Sac State students’ machines clash at robot rumble

Ivy McDonald

The Competitive Robotics Club at Sacramento State brought video games to life at the Robot Rumble on Sunday.

The Robot Rumble is the sister event to The Smackdown in Sactown event the club puts on every February.

“The club supplies all of the parts, including circuit boards, which aren’t cheap,” Bryant Ho, the club’s treasurer said. “They probably covered about $3,000 worth of stuff. This semester one of my robots has tin cans and bike spokes on it, which I got myself.”

Club members can spend between three and 24 hours building their robots for the event, Ho said.

This semester’s Rumble presented a fully-recycled robot, hover craft and computer-controlled robot. The technology for the computer-controlled robot can be attached to any form of computer, controller or light switch.

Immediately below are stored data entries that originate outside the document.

PR #372, opened 2021-08-02
fix doc comment on write without response data arg

dlech:
`gatt_client_write_value_of_characteristic_without_response()` calls `att_write_request()` which copies the data to an l2cap buffer, so the caller does not need to retain the data after a successful return.


mringwal:
Thanks for pointing this out. The behaviour did change over time, but the semantic will stay as it is now.

PR #378, opened 2021-09-21
sco frame sync fix

hegdi-logitech:
removed stray spaces
fixed memmove length in frame, which is not 100% necessary as the buffer is long enough but why touch known to be useless data.

fixed removing of leading bytes in frame


mringwal:
Danke! Integrated into master + develop.

PR #379, opened 2021-09-25
esp32: use IDF_PATH instead of related path in build system

SalimTerryLi:
This will enable user to directly use component as an external one, instead of installing it into IDF_PATH and affects original installation.

Tested on IDF V4.3 or later

Note: may also interest in updating the README to talk about this method.


mringwal:
Thanks for the PR. I didn't get around to test this.
Could this work for a custom project that is neither in ESP-IDF nor in BTSTACK_ROOT folder as well?

SalimTerryLi:
> Thanks for the PR. I didn't get around to test this.
> Could this work for a custom project that is neither in ESP-IDF nor in BTSTACK_ROOT folder as well?

Yes that's what I intend to archive. The only required thing is appending

```cmake
set(EXTRA_COMPONENT_DIRS
    ...
    path_to_btstack_repo/port/esp32/components/btstack
    ...
)
```

to the root level `CMakeLists.txt` of that project.

After that it is possible to directly make btstack repo dependence as a git submodule.

SalimTerryLi:
Just find it not that simple... Close for now...

PR #381, opened 2021-10-08
port/esp32: a bunch of improvements

SalimTerryLi:
This PR most likely will bring IDF version requirement to V4.3 or later, and may drop support for an unknown old version...

### Things that happened here

- use `${IDF_PATH}` instead of relative path in component CMakeList
- replace `sdkconfig` with new `sdkconfig.defaults`
- update default Kconfig options to disable Bluedroid
- add support for idf-component-manager

### Notes

I'm doing a fork and publishing the one that can be directly used without `integrate_btstack.py` with the help of Github workflow, because currently I cannot find a proper way to make it available in upstream...


mringwal:
Hi @SalimTerryLi Thanks for the "bunch of improvements". I'm sorry I didn't go through them in October. We also updated  the ESP32 build similar to your improvements (e.g. use IDF_PATH, update the sdkconfig to 4.3 and Bluedroid disable).

Could you rebase to develop and check what improvements still apply? Thanks!

SalimTerryLi:
I'd want to purge the use of `create_examples.py` as well as `integrate_btstack.py`. Could you please take a look at https://github.com/SalimTerryLi/btstack/tree/test-complete_tree_as_component/port/esp32 and see if the solution is acceptable? It is the way https://github.com/lvgl/lvgl works.

There's no need to place BTstack into IDF tree, breaking its git context, and also no need to use those ugly python scripts to setup the environment.

If it's not acceptable to place those random yaml and CMakeLists into BTstack root for some reason, then is it OK to setup some GitHub Action for automatically integrating and publishing?

mringwal:
@SalimTerryLi thanks for your updates. I'll be away the next week, but will look at your changes after that. 
I'd be happy if we don't need to copy BTstack into esp-idf. We'll need to think about the random files in the root folder.

mringwal:
We have reworked our ESP32 integration on the develop branch now. I'm sorry this took so long. Thanks for the suggestions.

PR #387, opened 2021-11-24
Add gatt_client_discover_secondary_services

Matheus-Garbelini:
Changes:
1.  In `gatt_client_discover_primary_services`,  gatt_client->uuid16 = GATT_PRIMARY_SERVICE_UUID; instead of gatt_client->uuid16 = 0;
2.  In `send_gatt_services_request`, second argument uses gatt_client->uuid16 instead of hardcoded definition

Additions:
1.  Added gatt_client_discover_secondary_services following uui16 changes above. gatt_client->uuid16 = GATT_SECONDARY_SERVICE_UUID;

### DIFF
--- a/src/ble/gatt_client.c
+++ b/src/ble/gatt_client.c
@@ -384,7 +384,7 @@ static uint16_t write_blob_length(gatt_client_t * gatt_client){
 }
 
 static void send_gatt_services_request(gatt_client_t *gatt_client){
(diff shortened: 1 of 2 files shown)


mringwal:
Hi @Matheus-Garbelini - Thanks for the addition. Just curious, where did you need to find secondary services? We didn't need that for our Bluetooth listing... (they are using in some LE Audio services though).

Matheus-Garbelini:
Hi @mringwal When I scan my Ubuntu 18.04 it shows up 1 secondary service. But the reason of this addition is to allow discovery of future services as you described. This is because I'm doing a code that needs to scan all possible services that could be available as described on the standard as opposed to only primary services that are normally found on commercial products.

PR #390, opened 2021-12-06
Added I2S source channel and fixed CMake compile errors. (ESP-32 port)

timkoers:
This commit adds I2S source channel (a microphone, for example) and fixes the missing 3rd-party/yxml folder from the source directories list for the ESP32 port.

I've also fixed the issue where an invalid bluetooth mode resulted in the system not working and not telling me why it wasn't working


mringwal:
@timkoers Thanks for this. I recently got two Lyra boards to test I2S in both directions, but didn't get around to actually do that. We're currently busy preparing a v1.5 release, but I'll check this right after that.

mringwal:
I've added the CMake build fix on the develop branch. 

Good idea about checking for Dual-Mode, LE or BR/EDR. Could you update your commit to support all three modes? Thanks!

timkoers:
> I've added the CMake build fix on the develop branch.
> 
> Good idea about checking for Dual-Mode, LE or BR/EDR. Could you update your commit to support all three modes? Thanks!

Done!

Could I get in touch with you via discord/telegram or something?
I've got a few questions about vCard debugging.

mringwal:
> Could I get in touch with you via discord/telegram or something? I've got a few questions about vCard debugging.

I currently have Discord running and my username is mringwal there. You can reach me at matthias@bluekitchen-gmbh.com as well.

timkoers:
Replaced by #398

PR #396, opened 2021-12-20
libusb: Do not detach kernel driver on Cygwin

okuoku:
Since Cygwin uses Windows kernel and driver stack, libusb limitation on Windows is inherited there.

Other `#if defined(_WIN32)` locations are okay to left as-is; Cygwin provides decent POSIX emulation and it should work flawlessly.

Confirmed working with Win10 Enterprise 20H1 + Cygwin 3.3.2 + libusb 1.0.21-1 + `0a12:0001 Cambridge Silicon Radio, Ltd Bluetooth Dongle` + Nordic SPP streamer sample(BLE).

### DIFF
--- a/platform/libusb/hci_transport_h2_libusb.c
+++ b/platform/libusb/hci_transport_h2_libusb.c
@@ -722,7 +722,7 @@ static int prepare_device(libusb_device_handle * aHandle){
     int kernel_driver_detached = 0;
 
     // Detach OS driver (not possible for OS X, FreeBSD, and WIN32)
-#if !defined(__APPLE__) && !defined(_WIN32) && !defined(__FreeBSD__)
+#if !defined(__APPLE__) && !defined(_WIN32) && !defined(__CYGWIN__) && !defined(__FreeBSD__)
     r = libusb_kernel_driver_active(aHandle, 0);
     if (r < 0) {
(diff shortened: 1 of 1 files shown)


mringwal:
Hi @okuoku Thanks for this PR. We can add the CYGWIN clause to skip detach kernel driver. Did you see the port/windows-winusb which uses the native WinUSB lib directly? Is there a reason to use libusb instead of windows-winusb in a Cygwin environment on Windows?

okuoku:
> Is there a reason to use libusb instead of windows-winusb in a Cygwin environment on Windows?

Not specifically but I (personally) prefer libusb because:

“The great thing about engineering is you can tear things apart to find out how they work, and then you’re able to come up with something like my computer robot,” Steven Brimer, a computer engineering major said.

The Competitive Robotics Club meets Tuesday and Thursdays in Santa Clara Hall, and is open to all students.

“We’re trying to promote more interest in math and science in the community,” Ho said. “It’s open to everyone. We have psychology and history majors in the club as well as engineering.”

Club members were willing to share their creations with the public while educating visitors who have come from all over California.

“We let the public drive the robots and sometimes they can control them better than we can,” Brimer said. “We just want more community awareness because some people don’t know they like it until they’ve come to an event.”

The students took time between battles to continue building more robots in front of the visitors and explain why engineering is important.

“Everything around you not found in nature is a physical manifestation of someone’s idea,” said Daniel Fraga, a mechanical engineering major.

The robot fights usually take place on the floor for everyone to see, but there is also a plexiglass box for the more violent fights in which robots are destroyed or flipped over.

“At Robot Rumble we just run them and fight until the batteries die, but the Smackdown in Sactown has some gnarly fights where robot parts are flying in the air,” Ho said.